* **WORK REQUIRED**
The required output is the exact run of lines below that opens at the line with "PR #23, opened 2025-06-26" and closes at the line with "--- a/scripts/find-package-dependents.py".

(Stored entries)
▼
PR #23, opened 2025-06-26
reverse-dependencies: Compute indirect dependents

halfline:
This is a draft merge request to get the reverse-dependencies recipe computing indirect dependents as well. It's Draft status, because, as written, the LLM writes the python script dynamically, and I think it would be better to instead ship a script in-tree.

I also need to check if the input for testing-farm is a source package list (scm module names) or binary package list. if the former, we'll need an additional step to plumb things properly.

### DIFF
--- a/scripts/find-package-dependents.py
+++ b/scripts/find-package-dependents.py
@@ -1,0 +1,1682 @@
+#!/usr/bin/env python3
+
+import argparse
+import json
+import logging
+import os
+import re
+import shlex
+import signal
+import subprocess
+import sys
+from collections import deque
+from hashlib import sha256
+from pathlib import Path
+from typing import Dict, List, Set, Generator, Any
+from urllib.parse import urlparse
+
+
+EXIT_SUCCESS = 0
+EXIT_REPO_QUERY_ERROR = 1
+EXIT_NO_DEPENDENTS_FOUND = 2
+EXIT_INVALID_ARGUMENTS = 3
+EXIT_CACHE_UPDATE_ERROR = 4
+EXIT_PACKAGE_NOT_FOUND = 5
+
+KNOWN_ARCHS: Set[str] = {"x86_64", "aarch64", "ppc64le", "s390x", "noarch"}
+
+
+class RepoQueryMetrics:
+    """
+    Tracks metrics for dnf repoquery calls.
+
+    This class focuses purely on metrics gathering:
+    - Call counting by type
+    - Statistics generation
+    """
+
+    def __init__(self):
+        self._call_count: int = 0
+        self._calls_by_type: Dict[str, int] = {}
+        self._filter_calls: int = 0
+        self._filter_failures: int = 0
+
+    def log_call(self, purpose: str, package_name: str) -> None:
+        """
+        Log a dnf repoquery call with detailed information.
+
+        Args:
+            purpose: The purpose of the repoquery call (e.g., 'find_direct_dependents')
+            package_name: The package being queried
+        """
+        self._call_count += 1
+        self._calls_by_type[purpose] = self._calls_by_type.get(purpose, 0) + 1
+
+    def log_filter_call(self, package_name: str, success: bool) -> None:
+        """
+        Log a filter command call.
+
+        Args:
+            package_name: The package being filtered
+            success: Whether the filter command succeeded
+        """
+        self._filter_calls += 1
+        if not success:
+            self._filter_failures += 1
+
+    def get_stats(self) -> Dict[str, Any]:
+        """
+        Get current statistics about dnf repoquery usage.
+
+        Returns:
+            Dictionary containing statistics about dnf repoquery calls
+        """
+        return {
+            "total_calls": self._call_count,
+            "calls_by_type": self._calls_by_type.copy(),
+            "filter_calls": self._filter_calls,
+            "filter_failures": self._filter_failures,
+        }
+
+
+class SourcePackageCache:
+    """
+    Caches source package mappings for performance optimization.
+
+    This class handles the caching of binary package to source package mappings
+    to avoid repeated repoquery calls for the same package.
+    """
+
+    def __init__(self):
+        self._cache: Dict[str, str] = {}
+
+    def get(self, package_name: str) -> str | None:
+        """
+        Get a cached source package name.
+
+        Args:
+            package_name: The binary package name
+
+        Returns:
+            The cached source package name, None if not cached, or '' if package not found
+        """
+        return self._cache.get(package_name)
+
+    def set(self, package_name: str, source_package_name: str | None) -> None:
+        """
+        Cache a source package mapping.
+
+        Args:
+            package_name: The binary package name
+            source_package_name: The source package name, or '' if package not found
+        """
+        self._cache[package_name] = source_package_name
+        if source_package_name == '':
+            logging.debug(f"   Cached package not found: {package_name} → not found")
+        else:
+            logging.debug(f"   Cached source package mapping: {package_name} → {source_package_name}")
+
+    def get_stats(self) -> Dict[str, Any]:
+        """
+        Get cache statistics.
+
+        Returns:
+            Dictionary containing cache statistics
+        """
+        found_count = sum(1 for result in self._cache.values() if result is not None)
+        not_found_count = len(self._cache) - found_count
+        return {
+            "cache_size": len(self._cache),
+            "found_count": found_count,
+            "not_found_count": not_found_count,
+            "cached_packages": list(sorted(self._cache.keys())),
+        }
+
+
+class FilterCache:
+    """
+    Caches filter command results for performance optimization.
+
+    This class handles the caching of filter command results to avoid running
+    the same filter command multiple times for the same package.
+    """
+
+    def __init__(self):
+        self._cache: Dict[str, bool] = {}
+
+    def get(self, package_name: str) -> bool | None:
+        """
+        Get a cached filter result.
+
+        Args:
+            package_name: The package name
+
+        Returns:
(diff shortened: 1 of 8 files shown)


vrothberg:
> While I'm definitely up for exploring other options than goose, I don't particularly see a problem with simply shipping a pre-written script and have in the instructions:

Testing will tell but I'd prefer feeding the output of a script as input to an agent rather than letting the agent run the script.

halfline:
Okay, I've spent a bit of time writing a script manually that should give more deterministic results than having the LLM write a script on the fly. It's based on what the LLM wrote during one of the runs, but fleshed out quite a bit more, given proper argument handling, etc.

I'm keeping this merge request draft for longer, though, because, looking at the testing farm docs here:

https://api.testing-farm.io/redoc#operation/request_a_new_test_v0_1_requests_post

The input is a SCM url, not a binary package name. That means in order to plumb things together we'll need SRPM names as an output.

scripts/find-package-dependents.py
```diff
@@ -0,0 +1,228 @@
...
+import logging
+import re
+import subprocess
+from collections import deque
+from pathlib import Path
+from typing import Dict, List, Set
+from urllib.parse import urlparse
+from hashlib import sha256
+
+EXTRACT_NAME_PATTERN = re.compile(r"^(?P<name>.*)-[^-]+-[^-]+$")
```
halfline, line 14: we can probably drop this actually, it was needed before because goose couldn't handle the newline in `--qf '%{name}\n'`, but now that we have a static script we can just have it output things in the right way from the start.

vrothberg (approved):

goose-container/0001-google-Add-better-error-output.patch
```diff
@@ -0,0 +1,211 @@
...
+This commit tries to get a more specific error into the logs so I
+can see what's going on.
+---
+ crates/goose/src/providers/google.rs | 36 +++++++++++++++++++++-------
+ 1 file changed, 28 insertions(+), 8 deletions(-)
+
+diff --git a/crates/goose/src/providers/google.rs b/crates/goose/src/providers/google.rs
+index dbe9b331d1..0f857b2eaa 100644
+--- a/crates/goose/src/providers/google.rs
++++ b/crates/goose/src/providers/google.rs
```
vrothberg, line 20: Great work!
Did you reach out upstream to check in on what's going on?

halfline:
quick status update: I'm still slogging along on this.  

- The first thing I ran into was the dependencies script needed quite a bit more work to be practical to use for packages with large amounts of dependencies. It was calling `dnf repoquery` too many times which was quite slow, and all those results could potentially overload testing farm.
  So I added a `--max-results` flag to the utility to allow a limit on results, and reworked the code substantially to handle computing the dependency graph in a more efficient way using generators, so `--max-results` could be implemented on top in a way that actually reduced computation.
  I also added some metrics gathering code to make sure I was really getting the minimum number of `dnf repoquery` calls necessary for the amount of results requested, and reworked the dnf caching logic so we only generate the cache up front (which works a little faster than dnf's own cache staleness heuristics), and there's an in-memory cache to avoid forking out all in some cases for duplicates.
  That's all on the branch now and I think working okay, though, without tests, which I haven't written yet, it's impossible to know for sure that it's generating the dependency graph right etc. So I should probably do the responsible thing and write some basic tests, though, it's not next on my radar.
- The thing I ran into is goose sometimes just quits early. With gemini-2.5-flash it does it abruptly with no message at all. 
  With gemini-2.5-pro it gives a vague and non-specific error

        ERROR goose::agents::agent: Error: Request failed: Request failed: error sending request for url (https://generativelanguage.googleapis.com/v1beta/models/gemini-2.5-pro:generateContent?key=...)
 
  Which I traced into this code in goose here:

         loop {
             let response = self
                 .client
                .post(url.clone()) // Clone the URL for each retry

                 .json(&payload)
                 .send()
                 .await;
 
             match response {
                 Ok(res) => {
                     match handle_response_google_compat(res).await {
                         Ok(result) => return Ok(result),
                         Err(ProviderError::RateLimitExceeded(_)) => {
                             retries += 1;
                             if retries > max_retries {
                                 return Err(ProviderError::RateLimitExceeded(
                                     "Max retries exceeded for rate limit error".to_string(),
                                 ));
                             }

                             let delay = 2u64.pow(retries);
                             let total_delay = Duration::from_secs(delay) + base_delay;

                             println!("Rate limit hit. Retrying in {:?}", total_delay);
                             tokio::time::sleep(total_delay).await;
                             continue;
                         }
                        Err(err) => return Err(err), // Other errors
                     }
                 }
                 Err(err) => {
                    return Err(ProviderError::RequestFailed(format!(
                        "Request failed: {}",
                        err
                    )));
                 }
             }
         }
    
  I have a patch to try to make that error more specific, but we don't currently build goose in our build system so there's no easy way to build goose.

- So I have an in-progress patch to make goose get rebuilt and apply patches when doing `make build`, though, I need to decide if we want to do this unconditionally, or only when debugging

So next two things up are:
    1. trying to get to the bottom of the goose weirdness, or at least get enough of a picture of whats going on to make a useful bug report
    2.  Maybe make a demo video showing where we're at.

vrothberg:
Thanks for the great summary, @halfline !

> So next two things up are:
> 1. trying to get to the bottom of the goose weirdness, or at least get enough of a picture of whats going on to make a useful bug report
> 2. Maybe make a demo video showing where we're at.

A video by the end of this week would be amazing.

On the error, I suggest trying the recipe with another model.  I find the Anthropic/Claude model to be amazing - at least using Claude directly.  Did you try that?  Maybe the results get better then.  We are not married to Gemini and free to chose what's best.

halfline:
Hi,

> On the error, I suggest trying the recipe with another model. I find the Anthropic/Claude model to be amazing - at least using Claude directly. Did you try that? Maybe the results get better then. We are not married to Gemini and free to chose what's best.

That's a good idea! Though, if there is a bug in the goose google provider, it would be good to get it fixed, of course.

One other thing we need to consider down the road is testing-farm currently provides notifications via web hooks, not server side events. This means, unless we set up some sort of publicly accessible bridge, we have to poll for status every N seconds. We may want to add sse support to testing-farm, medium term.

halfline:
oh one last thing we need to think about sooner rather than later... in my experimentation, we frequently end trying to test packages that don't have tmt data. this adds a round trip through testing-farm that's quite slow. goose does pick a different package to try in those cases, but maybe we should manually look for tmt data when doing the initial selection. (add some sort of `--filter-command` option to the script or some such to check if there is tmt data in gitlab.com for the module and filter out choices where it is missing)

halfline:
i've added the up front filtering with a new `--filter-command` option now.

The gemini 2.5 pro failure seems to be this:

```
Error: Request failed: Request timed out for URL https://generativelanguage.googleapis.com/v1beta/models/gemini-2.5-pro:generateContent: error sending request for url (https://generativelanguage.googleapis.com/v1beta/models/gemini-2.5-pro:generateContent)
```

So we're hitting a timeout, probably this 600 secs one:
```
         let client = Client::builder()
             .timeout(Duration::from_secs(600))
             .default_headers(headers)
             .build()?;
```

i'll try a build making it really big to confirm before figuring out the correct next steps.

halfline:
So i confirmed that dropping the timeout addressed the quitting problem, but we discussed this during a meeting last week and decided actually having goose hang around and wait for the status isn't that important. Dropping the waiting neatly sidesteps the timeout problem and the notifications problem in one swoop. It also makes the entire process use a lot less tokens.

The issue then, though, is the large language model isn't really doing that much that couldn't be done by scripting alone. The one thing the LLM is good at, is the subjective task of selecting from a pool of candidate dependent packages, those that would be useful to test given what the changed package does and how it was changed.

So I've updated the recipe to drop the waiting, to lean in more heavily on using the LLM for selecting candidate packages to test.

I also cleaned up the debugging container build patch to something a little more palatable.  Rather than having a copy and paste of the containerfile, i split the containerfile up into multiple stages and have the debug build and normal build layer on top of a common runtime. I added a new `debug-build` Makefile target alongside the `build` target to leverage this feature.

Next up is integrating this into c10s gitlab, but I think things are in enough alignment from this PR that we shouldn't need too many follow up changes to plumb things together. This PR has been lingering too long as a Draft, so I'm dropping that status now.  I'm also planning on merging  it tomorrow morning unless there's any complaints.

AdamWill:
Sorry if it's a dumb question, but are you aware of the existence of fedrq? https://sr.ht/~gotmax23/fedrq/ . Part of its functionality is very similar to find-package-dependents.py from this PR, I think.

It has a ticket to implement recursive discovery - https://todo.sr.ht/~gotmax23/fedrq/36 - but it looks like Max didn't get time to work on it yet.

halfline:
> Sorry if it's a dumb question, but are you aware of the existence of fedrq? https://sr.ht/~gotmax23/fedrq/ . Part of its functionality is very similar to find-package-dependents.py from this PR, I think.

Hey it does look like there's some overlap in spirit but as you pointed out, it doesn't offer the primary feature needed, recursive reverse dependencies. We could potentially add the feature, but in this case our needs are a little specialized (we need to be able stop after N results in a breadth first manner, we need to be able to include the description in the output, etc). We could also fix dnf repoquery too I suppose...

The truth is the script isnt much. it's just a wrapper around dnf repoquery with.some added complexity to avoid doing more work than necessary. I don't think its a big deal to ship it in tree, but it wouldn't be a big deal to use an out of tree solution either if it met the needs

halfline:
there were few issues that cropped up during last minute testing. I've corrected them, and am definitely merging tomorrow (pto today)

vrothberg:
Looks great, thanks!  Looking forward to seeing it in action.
▲
▼
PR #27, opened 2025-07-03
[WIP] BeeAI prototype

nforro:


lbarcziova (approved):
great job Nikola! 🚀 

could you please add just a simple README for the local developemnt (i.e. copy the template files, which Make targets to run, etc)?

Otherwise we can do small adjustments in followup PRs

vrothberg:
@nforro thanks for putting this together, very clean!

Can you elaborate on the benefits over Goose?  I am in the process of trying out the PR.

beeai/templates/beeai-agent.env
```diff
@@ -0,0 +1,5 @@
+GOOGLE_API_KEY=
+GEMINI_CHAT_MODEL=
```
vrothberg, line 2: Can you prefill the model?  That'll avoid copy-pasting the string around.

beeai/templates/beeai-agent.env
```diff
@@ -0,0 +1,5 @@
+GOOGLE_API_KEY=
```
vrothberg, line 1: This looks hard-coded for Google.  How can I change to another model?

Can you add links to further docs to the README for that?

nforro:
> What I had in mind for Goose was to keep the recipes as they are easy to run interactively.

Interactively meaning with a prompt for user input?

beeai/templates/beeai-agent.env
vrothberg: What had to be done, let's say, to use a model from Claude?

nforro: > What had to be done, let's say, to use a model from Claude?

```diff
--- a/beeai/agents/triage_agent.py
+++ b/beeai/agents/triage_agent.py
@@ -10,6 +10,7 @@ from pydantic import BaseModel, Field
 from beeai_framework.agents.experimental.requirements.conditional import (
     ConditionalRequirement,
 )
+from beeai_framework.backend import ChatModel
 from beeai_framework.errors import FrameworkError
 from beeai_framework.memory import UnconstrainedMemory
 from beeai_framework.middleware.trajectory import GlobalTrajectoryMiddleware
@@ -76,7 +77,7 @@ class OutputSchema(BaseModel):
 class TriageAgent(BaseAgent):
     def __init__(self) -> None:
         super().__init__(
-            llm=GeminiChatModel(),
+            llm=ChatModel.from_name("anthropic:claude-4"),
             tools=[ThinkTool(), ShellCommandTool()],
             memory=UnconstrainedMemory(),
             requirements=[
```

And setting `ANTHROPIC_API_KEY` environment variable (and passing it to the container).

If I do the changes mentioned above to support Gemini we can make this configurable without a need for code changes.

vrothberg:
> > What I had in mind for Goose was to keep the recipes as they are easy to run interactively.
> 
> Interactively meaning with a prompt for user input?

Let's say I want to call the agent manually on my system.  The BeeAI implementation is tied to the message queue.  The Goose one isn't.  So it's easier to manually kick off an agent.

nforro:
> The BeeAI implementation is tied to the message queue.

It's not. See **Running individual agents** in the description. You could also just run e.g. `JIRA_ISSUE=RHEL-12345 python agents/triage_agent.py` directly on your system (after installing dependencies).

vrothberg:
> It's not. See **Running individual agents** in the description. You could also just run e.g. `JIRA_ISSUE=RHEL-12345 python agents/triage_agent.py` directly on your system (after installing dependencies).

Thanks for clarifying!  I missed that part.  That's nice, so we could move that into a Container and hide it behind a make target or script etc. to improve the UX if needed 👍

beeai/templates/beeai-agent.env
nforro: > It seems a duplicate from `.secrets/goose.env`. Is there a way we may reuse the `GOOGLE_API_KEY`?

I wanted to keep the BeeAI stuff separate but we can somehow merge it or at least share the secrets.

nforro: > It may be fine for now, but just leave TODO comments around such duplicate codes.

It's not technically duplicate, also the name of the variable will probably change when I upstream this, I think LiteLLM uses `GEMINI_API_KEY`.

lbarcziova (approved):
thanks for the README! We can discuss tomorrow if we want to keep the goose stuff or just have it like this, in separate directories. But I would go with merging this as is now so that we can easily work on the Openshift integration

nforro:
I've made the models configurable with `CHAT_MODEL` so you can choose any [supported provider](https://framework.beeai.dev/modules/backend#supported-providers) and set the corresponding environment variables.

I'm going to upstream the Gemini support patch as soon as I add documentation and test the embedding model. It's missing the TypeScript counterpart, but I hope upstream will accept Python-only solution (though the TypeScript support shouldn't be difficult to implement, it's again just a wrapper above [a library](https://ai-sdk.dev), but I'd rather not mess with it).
▲
* **EXERCISE SOLUTION**
PR #23, opened 2025-06-26
reverse-dependencies: Compute indirect dependents

halfline:
This is a draft merge request to get the reverse-dependencies recipe computing indirect dependents as well. It's Draft status, because, as written, the LLM writes the python script dynamically, and I think it would be better to instead ship a script in-tree.

I also need to check if the input for testing-farm is a source package list (scm module names) or binary package list. if the former, we'll need an additional step to plumb things properly.

### DIFF
--- a/scripts/find-package-dependents.py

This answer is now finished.